Provided material →
Issue #9489, opened 2024-03-01
chore: migrate ScheduledJob to pg (1/1)


jordanh:
## Issue - Enhancement

Let's get `ScheduledJob` migrated to pg. It's small, and it's in the way of migrating `Notifications`.

### Acceptance Criteria (optional)
   - Existing data migrated from rethink to pg
   - All future table operations interact with pg, not rethinkdb

**Estimated effort:** 8 points ([see CONTRIBUTING.md](https://github.com/ParabolInc/parabol/blob/master/CONTRIBUTING.md#points-and-sizes))

PR #9490, opened 2024-03-01
chore: migrate ScheduledJob from rethinkdb to pg

jordanh:
# Description

Resolves: #9489

I had a bit of extra time last night and decided to try and tackle this small migration. I wanted to see firsthand what kind of effort these migrations (even the simple ones) take.

## Testing scenarios

- [x] Set a meeting timer / let it elapse

- [ ] Check scheduled team limits (not checked, as this is not currently in use)

## Final checklist


packages/server/database/types/ScheduledJob.ts
```diff
@@ -1,11 +1,8 @@
-import generateUID from '../../generateUID'
-
 export type ScheduledJobType =
   | 'MEETING_STAGE_TIME_LIMIT_END'
   | 'LOCK_ORGANIZATION'
   | 'WARN_ORGANIZATION'
 
 export default abstract class ScheduledJob {
-  id = generateUID()
```
jordanh, line 9: Postgres now manages the id

packages/server/graphql/mutations/helpers/removeScheduledJobs.ts
```diff
@@ -1,8 +1,19 @@
...
-  return r.table('ScheduledJob').getAll(runAt, {index: 'runAt'}).filter(filter).delete().run()
+type FilterType = Omit<Updateable<DB['ScheduledJob']>, 'runAt'>
+
+const removeScheduledJobs = async (runAt: Date, filter?: FilterType) => {
+  const pg = getKysely()
+  let query = pg.deleteFrom('ScheduledJob').where('runAt', '=', runAt)
+  if (filter) {
+    Object.keys(filter).forEach((key) => {
+      const value = filter[key as keyof FilterType]
+      if (value) query = query.where(key as keyof FilterType, '=', value)
```
jordanh, line 13: This will "AND ${field} = ${value}" for anything specified in the filter object

packages/server/postgres/migrations/1709312768000_scheduledJobMove.ts
```diff
@@ -0,0 +1,72 @@
...
+    const {id, runAt, type, orgId, meetingId} = row
+    return {
+      runAt,
+      type,
+      orgId,
+      meetingId
+    }
+  }
+
+  const getNextData = async (leftBoundCursor: Date | undefined) => {
```
jordanh, line 29: Note: see https://github.com/ParabolInc/parabol/blob/ba7d7246c8db632f8016ec632c7841ae9a847dd2/packages/server/postgres/migrations/1677272969994_meetingTemplatesMove.ts#L37 for where I pilfered this logic

packages/server/billing/helpers/removeTeamsLimitObjects.ts
```diff
@@ -1,20 +1,22 @@
+import getKysely from '../../postgres/getKysely'
+import {DB} from '../../postgres/pg'
 import {r} from 'rethinkdb-ts'
 import {RValue} from '../../database/stricterR'
 import {DataLoaderWorker} from '../../graphql/graphql'
 import updateNotification from '../../graphql/public/mutations/helpers/updateNotification'
 
 const removeTeamsLimitObjects = async (orgId: string, dataLoader: DataLoaderWorker) => {
-  const removeJobTypes = ['LOCK_ORGANIZATION', 'WARN_ORGANIZATION']
+  const removeJobTypes = ['LOCK_ORGANIZATION', 'WARN_ORGANIZATION'] as DB['ScheduledJob']['type'][]
```
mattkrick, line 9: +1 `as const` is a little narrower here, same can be applied to the line below it or any literal tuple

mattkrick (approved):
code looks good! haven't run a test on it, but can't see any flaws in it from here

packages/server/billing/helpers/removeTeamsLimitObjects.ts
jordanh: I keep forgetting this!

jordanh:
@Dschoordsch, @mattkrick had a look – I yield to you if you want to test and merge

packages/server/postgres/migrations/1709312768000_moveScheduledJob.ts
```diff
@@ -0,0 +1,59 @@
...
+    if (nextBatch.length === 0) return null
+    if (nextBatch.length < batchSize) return nextBatch
+    const lastItem = nextBatch.pop()
+    const lastMatchingRunAt = nextBatch.findLastIndex((item) => item.runAt !== lastItem!.runAt)
+    if (lastMatchingRunAt === -1) {
+      throw new Error(
+        'batchSize is smaller than the number of items that share the same cursor. Increase batchSize'
+      )
+    }
+    return nextBatch.slice(0, lastMatchingRunAt)
```
Dschoordsch, line 35: -1 we should include `lastMatchingRunAt`
```
    return nextBatch.slice(0, lastMatchingRunAt + 1)
```
otherwise we might lose data. Assume a sequence [..., 4, 5, 5, 6], we would return [..., 4, 5] and start with the open (5, ...) next time, omitting this one element.

This sparks the idea that the migration should read the count first and verify it matches in the count in pg

packages/server/graphql/private/mutations/runScheduledJobs.ts
```diff
@@ -60,15 +63,17 @@ const runScheduledJobs: MutationResolvers['runScheduledJobs'] = async (
...
   // RESOLUTION
   const before = new Date(now.getTime() + seconds * 1000)
-  const upcomingJobs = (await r
-    .table('ScheduledJob')
-    .between(r.minval, before, {index: 'runAt'})
-    .run()) as ScheduledJobUnion[]
+  const upcomingJobs = await pg
+    .selectFrom('ScheduledJob')
+    .selectAll()
+    .where('runAt', '>=', new Date(0))
```
Dschoordsch, line 74: +1 I think this line could just be removed

packages/server/postgres/migrations/1709306178000_addScheduledJob.ts
```diff
@@ -0,0 +1,38 @@
...
+      "id" SERIAL PRIMARY KEY,
+      "runAt" TIMESTAMP WITH TIME ZONE DEFAULT NOW() NOT NULL,
+      "type" "ScheduledJobTypeEnum" NOT NULL,
+      "orgId" VARCHAR(100),
+      "meetingId" VARCHAR(100)
+    );
+
+    CREATE INDEX IF NOT EXISTS "idx_ScheduledJob_orgId" ON "ScheduledJob"("orgId");
+    CREATE INDEX IF NOT EXISTS "idx_ScheduledJob_runAt" ON "ScheduledJob"("runAt");
+    CREATE INDEX IF NOT EXISTS "idx_ScheduledJob_type" ON "ScheduledJob"("type");
```
Dschoordsch, line 25: +1 Not sure we need an index here, it's only used after selecting for orgId, so only a few handful  of rows

Dschoordsch (changes requested):
did not test yet

packages/server/postgres/migrations/1709312768000_moveScheduledJob.ts
mattkrick: in future migrations I think I'll probably create a compound index that includes the timestamp + ID so we're guaranteed a unique ID that is also serial so items can still get updated while the migration is running

jordanh: @Dschoordsch this is not correct, see: https://github.com/ParabolInc/parabol/pull/9502#discussion_r1510340193

packages/server/postgres/migrations/1709306178000_addScheduledJob.ts
jordanh: All of these indexes existed on the rethinkdb table...maybe we keep them for that reason?

packages/server/graphql/private/mutations/runScheduledJobs.ts
jordanh: Yeah, that's probably true. I was being a bit too direct in my translation ;)

jordanh:
@Dschoordsch branch has been updated to address one of your code review comments & rebased to master

#9500 should be merged first in order for the migration order to be correct

Dschoordsch (approved):

Issue #9472, opened 2024-02-28
Make all templates free


nickoferrall:
### AC

- [ ] Make all templates available to all users on the Starter plan

PR #9503, opened 2024-03-04
feat: make all templates free

nickoferrall:
Fix https://github.com/ParabolInc/parabol/issues/9472

I suggest that we don't remove all of the template limit logic as it's possible that we will want to implement template limits again in the near future. 

So, we should just set `isFree` to true for all meeting templates.

When I run `yarn pg:migrate up` I get the following error locally:

<details>

> - 1709551949071_makeAllTemplatesFree
> Rolling back attempted migration ...
RethinkDBError [ReqlOpFailedError]: Table `actionDevelopment.MeetingTemplate` does not exist in:
r.db("actionDevelopment").table("TemplateDimension").getAll(r.args(["estimatedEffortTemplate", "p5L84RD2og", "nLmvkxa43S", "wsjfTemplate"]), {
    index: "templateId"
}).merge((var_1) => {
    scale: r.db("actionDevelopment").table("TemplateScale").get(var_1("scaleId"))
}).orderBy("sortOrder").group("templateId").ungroup().merge((var_1) => {
    name: r.db("actionDevelopment").table("MeetingTemplate").get(var_1("group"))("name"),
          ^^^^^^^^^^^^^^^^^^^^^^^^^^^^^^^^^^^^^^^^^^^^^^^^^^                             
    id: var_1("group"),
    dimensions: var_1("reduction")
})
    at Cursor.handleErrors (/Users/nickoferrall/parabol/node_modules/rethinkdb-ts/lib/response/cursor.js:274:23)
    at Cursor.resolve (/Users/nickoferrall/parabol/node_modules/rethinkdb-ts/lib/response/cursor.js:190:18)
    at processTicksAndRejections (node:internal/process/task_queues:95:5)
    at Function.run (/Users/nickoferrall/parabol/node_modules/rethinkdb-ts/lib/query-builder/query-runner.js:28:29) {
  msg: 'Table `actionDevelopment.MeetingTemplate` does not exist.',
  type: 17,
  cause: undefined,
  term: [ 35, [ [Array], [Array] ] ]
}

</details>

This migration is almost identical to [this one](https://github.com/ParabolInc/parabol/blob/7d7c39c10ae016794b2e4c1c8f302467409fc5b9/packages/server/postgres/migrations/1698831891828_moreFreeRetroTemplates.ts), so I assume it's a problem with my local set-up. It's referring to Rethinkdb when the table is in PG. Please let me know if you recognise the error. If not, I'll keep digging into it.

### To test

- [ ] Run the migration and see that all templates are free for all users

### DIFF
--- a/packages/server/postgres/migrations/1709551949071_makeAllTemplatesFree.ts
+++ b/packages/server/postgres/migrations/1709551949071_makeAllTemplatesFree.ts
@@ -15,31 +15,6 @@ export async function up() {
   await client.end()
 }
 
-const PREV_FREE_TEMPLATE_IDS = [
-  'herosJourneyTemplate',
-  'roseThornBudTemplate',
-  'winningStreakTemplate',
-  'starfishTemplate',
-  'hopesAndFearsTemplate',
-  'sixThinkingHatsTemplate',
-  'hotAirBalloonTemplate',
-  'heardSeenRespectedHSRTemplate',
-  'wRAPTemplate',
-  'speedCarTemplate',
-  'surprisedWorriedInspiredTemplate',
-  'marieKondoRetrospectiveTemplate',
-  'highlightsLowlightsTemplate',
-  'saMoLoTemplate',
-  'superheroRetrospectiveTemplate',
-  'questionsCommentsConcernsTemplate',
-  'dreamTeamRetrospectiveTemplate',
-  'handsOnDeckActivityTemplate',
-  'alwaysBeLearningRetrospectiveTemplate',
-  'scrumValuesRetrospectiveTemplate',
-  'estimatedEffortTemplate',
-  'wsjfTemplate'
-]
-
 export async function down() {
   // noop
 }
--- a/packages/server/postgres/migrations/1709551949071_makeAllTemplatesFree.ts
+++ b/packages/server/postgres/migrations/1709551949071_makeAllTemplatesFree.ts
@@ -41,22 +41,5 @@ const PREV_FREE_TEMPLATE_IDS = [
 ]
 
 export async function down() {
-  const client = new Client(getPgConfig())
-  await client.connect()
-  await client.query(
-    `
-    UPDATE "MeetingTemplate"
-      SET "isFree" = false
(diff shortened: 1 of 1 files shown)


Dschoordsch (changes requested):

packages/server/postgres/migrations/1709551949071_makeAllTemplatesFree.ts
```diff
@@ -0,0 +1,65 @@
...
+    `
+    UPDATE "MeetingTemplate"
+      SET "isFree" = true
+   `
+  )
+
+  await client.end()
+}
+
+const PREV_FREE_TEMPLATES = [
```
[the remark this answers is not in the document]
nickoferrall: I think that's because the first query in the down migration didn't check where orgId is `aGhostOrg`, so all of the custom templates were set to non-free. 

I've updated the down migration and checked staging for the list of free template ids.

packages/server/postgres/migrations/1709551949071_makeAllTemplatesFree.ts
```diff
@@ -0,0 +1,62 @@
...
+    UPDATE "MeetingTemplate"
+      SET "isFree" = true
+      WHERE "orgId" = 'aGhostOrg'
+   `
+  )
+
+  await client.end()
+}
+
+const PREV_FREE_TEMPLATE_IDS = [
```
Dschoordsch, line 18: -1 We're still missing more free templates: https://github.com/ParabolInc/parabol/blob/master/packages/server/postgres/migrations/1698831891828_moreFreeRetroTemplates.ts

There are probably others as well. I'd rather skip the down migration altogether than making more templates paid than necessary.

Dschoordsch (changes requested):

packages/server/postgres/migrations/1709551949071_makeAllTemplatesFree.ts
Dschoordsch: +1 This can now be removed

Dschoordsch (approved):

PR #9514, opened 2024-03-06
chore: migration reflection groups to pg

mattkrick:
# Description

migrates reflection groups to pg. tested locally everything migrates well except those titles with lower surrogates.


packages/server/postgres/migrations/1709749330256_retroReflectionGroups2.ts
```diff
@@ -0,0 +1,87 @@
...
+    'sortOrder',
+    'voterIds',
+    'smartTitle',
+    'title',
+    'summary'
+  ] as const
+  type RetroReflectionGroup = {
+    [K in (typeof PG_COLS)[number]]: any
+  }
+  const BATCH_SIZE = ~~(MAX_PG_PARAMS / PG_COLS.length)
```
Dschoordsch, line 40: +1 Had to look it up and the docs https://developer.mozilla.org/en-US/docs/Web/JavaScript/Reference/Operators/Bitwise_NO mention `Math.trunc` should be used instead.

Dschoordsch (changes requested):
I don't have enough data locally to test this. Let's make sure we check eq on staging.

Exercise → For every line above with the word "logic" in it, make a copy.

Solution to this task →
jordanh, line 29: Note: see https://github.com/ParabolInc/parabol/blob/ba7d7246c8db632f8016ec632c7841ae9a847dd2/packages/server/postgres/migrations/1677272969994_meetingTemplatesMove.ts#L37 for where I pilfered this logic
I suggest that we don't remove all of the template limit logic as it's possible that we will want to implement template limits again in the near future. 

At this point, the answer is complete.